> _The problem_: Starting at the line that holds "Issue #1048, opened 2026-03-26" and stopping at the line that holds "In FLOPS all", restate the records below word for word, with both of those lines included.
----- Exercise inputs -----
Issue #1049, opened 2026-03-26
Update Calculation and name for Mission.USEFUL_LOAD


cmbenne3:
### Desired capability or behavior.

Mission.USEFUL_LOAD variable is misnamed.
If we want to calculate and display USEFUL_LOAD for the user it should be a property of the sized aircraft and calculated as  Aircraft.Design.USEFUL_LOAD = Aircraft.Design.GROSS_MASS - Aircraft.Design.EMPTY_MASS
This quantity seems most useful for aircraft manufacturers trying to sell their aircraft to customers!

We currently have Mission.USEFUL_LOAD summing an intermediate bunch of weights equal to operating_mass - empty mass.
This group of weights may not need to be summed or in the hierarchy, but for consistency with rest of components could be named Mission.OPERATING_LOAD (and Mission.Design.OPERATING_LOAD if required to be saved for the sizing mission).

The current list of things that go into this quantity are:
+ cabin_crew_mass
+ flight_crew_mass
+ unusable_fuel_mass
+ oil_mass
+ pass_service_mass
+ cargo_container_mass

It's basically 'stuff you need to add to the dry empty weight of the aircraft after it leaves the factory to enable operation of the aircraft on the planned mission'.

Issue #1048, opened 2026-03-26
Investiate per mission vs per aircraft variables


cmbenne3:
### Desired capability or behavior.

Aviary has inconsistently translated the FLOPS $MISSIN variables as follows:
FACT -> Mission.FUEL_FLOW_SCALER (this is modifiable separately for each mission a sized aircraft flies)
FCDO - > Aircraft.Design.ZERO_LIFT_DRAG_COEFF_FACTOR
FCDI -> Aircraft.Design.LIFT_DEPENDENT_DRAG_COEFF_FACTOR
FCDSUB -> Aircraft.Design.SUBSONIC_DRAG_COEFF_FACTOR
FCDSUP -> Aircraft.Design.SUPERSONIC_DRAG_COEFF_FACTOR

In FLOPS all of these values are variable per mission.
In Aviary the fuel flow is, but the aerodynamic variables are not.

We should be consistent:

- If we like the ability to change all of these per mission then we should move the location of the Aero parameters within the data hierarchy under Mission.* from Aircraft.Design.*.
- If we prefer that these variables 'define' and aircraft then Mission.FUEL_FLOW_SCALAR should be removed since that functionality is available on a per-engine basis by setting: Aircraft.Engine.SUBSONIC_FUEL_FLOW_SCALER and Aircraft.Engine.SUPERSONIC_FUEL_FLOW_SCALER.

This Issue should include a full search of the repository for any other variables that need changing in a similar way.
This Issue also requires investigation of how any of these variables may impact GASP based analysis.

Issue #1046, opened 2026-03-25
Rename Mission.Constraints.MAX_MACH to Aircraft.design.MAX_MACH


cmbenne3:
### Desired capability or behavior.

This variable is actually used in aviary as an aircraft design variable and so should be renamed to Aircraft.Design.MAX_MACH.

<img width="617" height="432" alt="Image" src="https://github.com/user-attachments/assets/b8e1bdc0-f4e1-4f41-9916-3e83bd245398" />

xjjiang:
> Description should be updated to reflect what it is used to actually calculate (which subsystems use it, if it is used to compute only one or two specific variables, list them)

It is used in several FLOPS based mass subsystems: air-conditioning mass, fuel system mass, hydraulics mass, instrument mass, passenger service mass, starter mass, surface control mass. It is also used to compute lift coefficient in FLOPS based aerodynamics subsystem.

Issue #1045, opened 2026-03-25
Overhaul Aviary Time calculations


cmbenne3:
### Desired capability or behavior.

Aviary should calculate some mission time variables that correspond to useful durations within the mission.

Currently there is a variable Mission.Final_Time which is the duration of the dymos modelled regular phases within the mission. Depending on whether detailed takeoff and landing are used, or 2dof equations of motion are used then this might or might not include takeoff and landing.

Suggested change will ensure Aviary calculates the following:
Mission.BLOCK_TIME = Mission.Taxi.OUT_TIME + Mission.Takeoff.TIME + Mission.FLIGHT_TIME + Mission.APPROACH_TIME + Mission.Landing.TIME + Mission.Taxi.IN_TIME

Not all of these are modeled at the moment.

Logic will need to be added to sum the correct times with/without taxi, takeoff, approach and landing, depending what phases are modelled in dymos, and whether simple or detailed takeoff/landing are modeled.

Aviary should also calculate the Mission.RESERVE_TIME (which should be the duration of the reserve phases + holds etc)

PR #1050, opened 2026-03-27
Rename Mission.Design.XXX and Mission.Summary.XXX variables for clarity

### LINKED ISSUE #238: Consolidate the idea of `'target_range'` in `phase_info` and Mission.Design.RANGE

Currently, if you set the `'target_range'` in `post_mission` within your `phase_info` object then a constraint will be added to make the mission distance match that value. This is easily confusing with `Mission.Design.RANGE` also existing. Users might set one or the other thinking it would impact the mission they're evaluating. We should consolidate or clarify this in some way to prevent confusion.

Another consideration is that we're trying to keep the aircraft definition and mission definition as two separate files. If the user sets `Mission.Design.RANGE` in their .csv, should that directly affect the performed mission length in Aviary? This might need to wait for the notion of off-design to come into Aviary; it's definitely affected.

Please chat with me about more details on this issue before tackling it.

_No response_

### Associated Bug Report

_No response_

### LINKED ISSUE #772: Renaming of design vs summary mission variables

~~The off design mission analysis currently instantiates a whole new aviary problem object and re-runs the entirety of the pre-mission block. This is not really necessary (particularly for subsystem masses) which are not expected to change from the initial design mission. Since all these parameters are recalculated the aircraft is basically being re-designed (although if everything is correct it re-designs to be identical to the sizing aircraft). We might want to refactor the code to avoid these extra calculations.
We should also consider the multi-mission architecture and look for ways to align off design with it since there is some similarity in output.~~ (edited by @jkirk5 to split this off into its own issue)

Regardless of the above we currently have 'design' and 'summary' mission variables, which are not always consistently named and perhaps we should change 'summary' to 'as-flown' or 'mission1,2,3 etc' (open to other suggestions) to make it much clearer to the user what the summary variables are actually doing.
Not all variables have a 'summary' version (e.g. operating weight, zero fuel weight). Some variables are named differently between design and summary (e.g. mission.summary.TOTAL_FUEL_MASS vs mission.design.fuel mass vs mission.design.fuel_mass_required which I think are actually all identical for a sizing mission...?). We should standardize all of these so that a user can easily use the same code to interrogate both a sizing and off design problem object.

_No response_

### Associated Bug Report

_No response_

### LINKED ISSUE #991: Variable name change request: `Aircraft.Design.TOUCHDOWN_MASS`

Change to `Aircraft.Design.LANDING_MASS`? It is even described as that in the variable description, and is inherited from FLOPS' `WLDG`, or landing weight. I don't believe touchdown mass is a more common verbiage (personally I've never used it over landing weight).

_No response_

### Associated Bug Report

_No response_

cmbenne3:
### Summary

- Changes the names of Mission.Design.XXX to Aircraft.Design.XXX, and Mission.Summary.XXX to Mission.XXX.
- Removes some unnecessary variables.
- Removes the duplicate variable Mission.Landing.TOUCHDOWN_MASS and replaces references to it with Mission.FINAL_MASS

Mission.Design.XXX
|class Mission.Design:| New Variable Name | Notes |
|---------|---------|---------|
|Mission.Design.CRUISE_ALTITUDE = 'mission:design:cruise_altitude'| Aircraft.Design.CRUISE_ALTITUDE = 'aircraft:design:cruise_altitude' | This variable is only used to calculate max mach for GASP-based Mass in design_load.py It has hardcoded atmospheric constants and should be updated to use Aviary's atmospheric subsystem Issue #1039 .
|Mission.Design.CRUISE_RANGE = 'mission:design:cruise_range'| N/A | Removed as not used anywhere in codebase|
|Mission.Design.GROSS_MASS = 'mission:design:gross_mass'| Aircraft.Design.GROSS_MASS = 'aircraft:design:gross_mass' | We update this to Aircraft since it makes no sense to track the design mission gross mass under mission.|
|Mission.Design.LIFT_COEFFICIENT = 'mission:design:lift_coefficient'| Aircraft.Design.LIFT_COEFFICIENT = 'aircraft:design:lift_coefficient' | This is not actively set by any of our models, but can be used to overwrite the value clculated by EDET if desired |
|Mission.Design.LIFT_COEFFICIENT_MAX_FLAPS_UP = 'mission:design:lift_coefficient_max_flaps_up'| Aircraft.Design.LIFT_COEFFICIENT_MAX_FLAPS_UP = 'aircraft:design:lift_coefficient_max_flaps_up' | Currently only specified in GwFm... but seems to be an input to gasp aero...? |
|Mission.Design.MACH = 'mission:design:mach'| Aircraft.Design.MACH = 'aircraft:design:mach' | This is an aircraft Design Variable, mission mach can be updated in phase info|
|Mission.Design.RANGE = 'mission:design:range'| Aircraft.Design.RANGE = 'aircraft.design.range' | This is really an aircraft design variable used to size flops subsystems. It is used as an initial guess for target range when not set in phase info |
|RATE_OF_CLIMB_AT_TOP_OF_CLIMB = 'mission:design:rate_of_climb_at_top_of_climb' | N/A | Variable removed as not used anywhere in Aviary. We should add an example or document how a user would apply a minimum top of climb climb rate constraint as this is a common constraint to have in aircraft design. Issue #1037 tracks this |
|Mission.Design.RESERVE_FUEL = 'mission:design:reserve_fuel'| Mission.TOTAL_RESERVE_FUEL = 'mission:total_reserve_fuel' | This is moved under Mission directly as it is not a design variable. As the sum of Mission.RESERVE_FUEL + Mission.RESERVE_FUEL_ADDITIONAL + Mission.RESERVE_FUEL_MARGIN it must be allowed to vary depending on the reserve mission being modelled. Fuel additional and fuel margin are also renamed to be set at the Mission.* level |
|Mission.Design.THRUST_TAKEOFF_PER_ENG = 'mission:design:thrust_takeoff_per_eng'| Aircraft.Design.THRUST_TAKEOFF_PER_ENG = 'aircraft:design:thrust_takeoff_per_eng' | This is only used for height energy simple takeoff. By default it should probably be calculated by the propulsion subsystem (e.g. take SLS thrust condition from engine deck), and only overridden intentionally by experienced users. Issue #1038 Not moved to Mission.Takeoff. group so as not to confuse with detailed takeoff parameters. This parameter is also independent of the mission to be flown |

Mission.Summary.XXX
| class Summary: | New Variable Name | Notes |
|---------|---------|---------|
|Mission.Summary.CRUISE_MACH = 'mission:summary:cruise_mach' | Aircraft.Design.CRUISE_MACH = 'aircraft:design:cruise_mach | This variable is actually only used to calculate the landing_to_takeoff_mass_ratio, as a result moved to aircraft.design as it is not mission specific. The actual mach in cruise is specified in phase info dictionary, and might be optimized so having a single value under mission is confusing. Note Aircraft.Design.CRUISE_MACH is distinct from Aircraft.Design.MACH which is an aerodynamic design override or computed internally by EDET. There is also Mission.Constraints.MAX_MACH which is used in Aviary premission for sizing systems (equivalent to FLOPS VMMO). This is incredibly misleading and changing it is tracked in issue #1046 | 
|Mission.Summary.CRUISE_MASS_FINAL = 'mission:summary:cruise_mass_final'| N/A | This is removed as it is only used to set initial guesses for two_dof_problem_configurator. If the user wants this functionality they should set it within the .csv file using 'initialization_guesses:cruise_mass_final' or set ['cruise'][initial_guesses]['mass'] in phase info?
|Mission.Summary.FINAL_MASS = 'mission:summary:final_mass'| Mission.FINAL_MASS = 'mission:final_mass' | This variable is the mass of the aircraft at the end of the final regular phase 'traj.{final_phase}.states:mass' where final_phase = self.regular_phases[-1] It is not really used anywhere in Aviary, but is potentially useful to the user. It is clearly documented in variable MetaData. |  
|Mission.Summary.FINAL_TIME = 'mission:summary:final_time'| Mission.FINAL_TIME = 'mission:final_time' |  This variable is the duration of the dymos phases of the mission. We should instead calculate more useful time variables such as bock_time, and flight_time. These will depend on what phases are modelled and included. Issue #1045 tracks this. |
|Mission.Summary.FUEL_BURNED = 'mission:summary:fuel_burned'| Mission.FUEL | Summary is unnecessary |
|Mission.Summary.FUEL_FLOW_SCALER = 'mission:summary:fuel_flow_scaler'| Mission.FUEL_FLOW_SCALER = 'mission.fuel_flow_scaler | This PR just renames this variable, but Aviary is inconsistent with translation of FLOPS MISSIN variables since FCDO, FCDI, FCDSUB and FCDSUP are technically all mission variables in FLOPS, but are Aircraft.Design variables in Aviary. If we like this change then this variable could just be removed completely since the Aviary equivalents of Aircraft.Engine.SUBSONIC_FUEL_FLOW_SCALER and Aircraft.Engine.SUPERSONIC_FUEL_FLOW_SCALER can be used to replace the per-mission additional scaler here. Issue #1048 tracks this. |
|Mission.Summary.GROSS_MASS = 'mission:summary:gross_mass'| Mission.GROSS_MASS = 'mission:gross_mass' | Summary is unnecessary. |
|Mission.Summary.OPERATING_MASS = 'mission:summary:operating_mass'| Mission.OPERATING_MASS = 'mission:operating_mass' | Summary is unnecessary. |
|Mission.Summary.RANGE = 'mission:summary:range' | Mission.RANGE = 'mission:range' | Summary is unnecessary. |
|Mission.Summary.RESERVE_FUEL_BURNED = 'mission:summary:reserve_fuel_burned'| Mission.RESERVE_FUEL = 'mission:reserve_fuel' | Summary is unnecessary. |
|Mission.Summary.TOTAL_FUEL_MASS = 'mission:summary:total_fuel_mass'| Mission.TOTAL_FUEL = 'mission:total_fuel_mass' | Summary is unnecessary. |
|Mission.Summary.USEFUL_LOAD = 'mission:summary:useful_load'| Mission.USEFUL_LOAD = 'mission:useful_load' | This PR only modifies the name of this variable. This variable is poorly named. In aviation the useful load is Gross mass - Empty mass. Issue #1049 tracks changing this. |
|Mission.Summary.ZERO_FUEL_MASS = 'mission:summary:zero_fuel_mass'| Mission.ZERO_FUEL_MASS = 'mission:zero_fuel_mass' | Summary is unnecessary |

### Related Issues

- Resolves #772 
- Resolves #238 
- Resolves #991

None

### New Dependencies

None

### DIFF
--- a/aviary/validation_cases/benchmark_tests/test_bwb_GwGm.py
+++ b/aviary/validation_cases/benchmark_tests/test_bwb_GwGm.py
@@ -8,7 +8,7 @@ from openmdao.utils.testing_utils import require_pyoptsparse, use_tempdirs
 from aviary.models.aircraft.blended_wing_body.generic_BWB_2dof_phase_info import phase_info
 
 from aviary.interface.run_aviary import run_aviary
-from aviary.variable_info.variables import Mission
+from aviary.variable_info.variables import Aircraft, Mission
 
 
 @use_tempdirs


aviary/mission/solved_two_dof_problem_configurator.py
```diff
@@ -28,9 +28,18 @@ def initial_guesses(self, aviary_group):
         """
         # This doesn't really have much value, but is needed for initializing
         # an objective-related component that still lives in level 2.
-        aviary_group.target_range = aviary_group.aviary_inputs.get_val(
-            Mission.Design.RANGE, units='NM'
-        )
+        # aviary_group.target_range = aviary_group.aviary_inputs.get_val(
```
Kenneth-T-Moore: Can remove the commented lines.

aviary/mission/two_dof_problem_configurator.py
```diff
@@ -545,12 +538,6 @@ def link_phases(self, aviary_group, phases, connect_directly=True):
         aviary_group.connect('traj.ascent.timeseries.time', 'h_fit.time_cp')
         aviary_group.connect('traj.ascent.timeseries.altitude', 'h_fit.h_cp')
 
-        aviary_group.connect(
```
Kenneth-T-Moore, line 554: Removing this connection breaks mass continuity between the end of the last flight phase, and the start of the landing. I think you want to connect it to `Mission.FINAL_MASS` instead, based on the change in line 643.

aviary/models/aircraft/large_single_aisle_1/large_single_aisle_1_GASP.csv
```diff
@@ -137,19 +137,18 @@ aircraft:wing:taper_ratio,0.33,unitless
 aircraft:wing:thickness_to_chord_root,0.15,unitless
 aircraft:wing:thickness_to_chord_tip,0.12,unitless
 aircraft:wing:zero_lift_angle,-1.2,deg
-mission:design:cruise_altitude,37500,ft
-mission:design:gross_mass,175400,lbm
-mission:design:mach,0.8,unitless
-mission:design:range,3675,NM
-mission:design:rate_of_climb_at_top_of_climb,300,ft/min
```
Kenneth-T-Moore, line 144: Yeah, we specify this in the phase_info now with `required_available_climb_rate` (at least in energy method).

aviary/mission/two_dof_problem_configurator.py
cmbenne3: What about this in aviary_group: does it not do the same thing?

Image

Image

I was confused as to why we have extraction of mass from the final regular phase in multiple places in the code?

aviary/models/aircraft/large_single_aisle_1/large_single_aisle_1_GASP.csv
cmbenne3: Does this mean that issue #1037 is not really necessary since we can do that by setting a phase_info parameter?

aviary/mission/two_dof_problem_configurator.py
Kenneth-T-Moore: Oh, I see what is happening. There is already an output that produces FINAL_MASS, so when Touchdown mass goes away, the landing component just hooks up there.

aviary/models/aircraft/large_single_aisle_1/large_single_aisle_1_GASP.csv
Kenneth-T-Moore: Well, we may still need the capability in 2dof, so the issue could still serve that purpose.

Kenneth-T-Moore (approved):

ehariton (changes requested):
Lets update the following variables for further clarity:
Mission.Summary.TOTAL_FUEL_BURNED -> Mission.TOTAL_FUEL
Mission.Summary.FUEL_BURNED -> Mission.FUEL
Mission.Design.RESERVE_FUEL -> Mission.TOTAL_RESERVE_FUEL
Mission.Summary.RESERVE_FUEL_BURNED -> Mission.RESERVE_FUEL
Aircraft.Design.RESERVE_FUEL_ADDITIONAL -> Mission.RESERVE_FUEL_ADDITIONAL
Aircraft.Design.RESERVE_FUEL_MARGIN -> Mission.RESERVE_FUEL_MARGIN

This reflects the fact that everything about fuel is mission dependent. The only real thing the design missions effect is fuel-capacity.

aviary/examples/multi_mission/run_multimission_example.py
ehariton, line 1: I don't think these files in aviary/examples should have been moved?

aviary/mission/solved_two_dof_problem_configurator.py
```diff
@@ -28,9 +28,15 @@ def initial_guesses(self, aviary_group):
         """
         # This doesn't really have much value, but is needed for initializing
         # an objective-related component that still lives in level 2.
-        aviary_group.target_range = aviary_group.aviary_inputs.get_val(
-            Mission.Design.RANGE, units='NM'
-        )
+
```
ehariton, line 31: I hope you told users that if they specify both of these, (one in mission info, one in the .csv) only one will be used.

aviary/subsystems/aerodynamics/flops_based/test/test_tabular_aero_group.py
```diff
@@ -672,7 +672,7 @@ def setup(self):
             'pre_mission',
             CorePreMission(aviary_options=aviary_options, subsystems=default_premission_subsystems),
             promotes_inputs=['aircraft:*'],
-            promotes_outputs=['aircraft:*', 'mission:*'],
```
ehariton, line 675: Mission is no longer needed to be promoted in here because all input vars have been upd to Aircraft*

aviary/docs/examples_unreviewed/multi_mission.ipynb
```diff
@@ -473,11 +473,11 @@
...
     "mission2.aircraft:crew_and_payload:passenger_service_mass (lbm), [2524.47559296]\n",
     " \n",
-    "mission1.mission:summary:gross_mass (lbm), [157440.88610181]\n",
-    "mission2.mission:summary:gross_mass (lbm), [120056.71107322]\n",
+    "mission1.mission:gross_mass (lbm), [157440.88610181]\n",
+    "mission2.mission:gross_mass (lbm), [120056.71107322]\n",
     " \n",
-    "mission1.mission:summary:fuel_burned (lbm), [27050.67106054]\n",
-    "mission2.mission:summary:fuel_burned (lbm), [22916.49603196]\n",
+    "mission1.mission:fuel_burned (lbm), [27050.67106054]\n",
```
ehariton: I think this should be "mission1.mission:fuel"
and below should be "mission2.mission:fuel"

cmbenne3: good catch fixed now - at somepoint maybe we should glue these variable prints so that the docs fail if the variable names change.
-----
> _Exercise answer_:
Issue #1048, opened 2026-03-26
Investiate per mission vs per aircraft variables


cmbenne3:
### Desired capability or behavior.

Aviary has inconsistently translated the FLOPS $MISSIN variables as follows:
FACT -> Mission.FUEL_FLOW_SCALER (this is modifiable separately for each mission a sized aircraft flies)
FCDO - > Aircraft.Design.ZERO_LIFT_DRAG_COEFF_FACTOR
FCDI -> Aircraft.Design.LIFT_DEPENDENT_DRAG_COEFF_FACTOR
FCDSUB -> Aircraft.Design.SUBSONIC_DRAG_COEFF_FACTOR
FCDSUP -> Aircraft.Design.SUPERSONIC_DRAG_COEFF_FACTOR

In FLOPS all of these values are variable per mission.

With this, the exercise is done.